== WHAT THE EXERCISE ASKS ==
Repeat nothing but the lines below running from the one containing "A senior-architect review" to the one containing "- **Six concrete". Keep both end lines.

Records from a dataset
Issue #464, opened 2026-06-09
Architecture review (2026-06-08): findings + six follow-up flags


brownm09:
## Context

A senior-architect review of the whole app, conducted 2026-06-08 via a four-way parallel exploration (docs/ADRs, `apps/api`, web/mobile/shared packages, infra/CI). This issue preserves the full commentary and tracks the concrete follow-ups.

The review surfaced **two categories of work**:
- **Six concrete flags** (backlog items below) — the actionable findings.
- **Three doc/code drift items** to *verify* before acting — the ADRs describe an intended system that the code may not fully match.

---

### The defining tension: enterprise architecture on a single-user fitness tracker

The PRD is explicit that the app serves two audiences: lifters *and* "technical evaluators assessing architectural depth for director-level roles." So the codebase is deliberately a portfolio artifact, and it shows — hexagonal ports/adapters, multi-tenancy with RLS, dual REST+GraphQL transports, GKE-vs-Cloud-Run A/B, React-Native-vs-Kotlin A/B, OpenTelemetry + burn-rate SLOs, KMS envelope encryption.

== FINISHED EXERCISE ==
A senior-architect review of the whole app, conducted 2026-06-08 via a four-way parallel exploration (docs/ADRs, `apps/api`, web/mobile/shared packages, infra/CI). This issue preserves the full commentary and tracks the concrete follow-ups.

The review surfaced **two categories of work**:
- **Six concrete flags** (backlog items below) — the actionable findings.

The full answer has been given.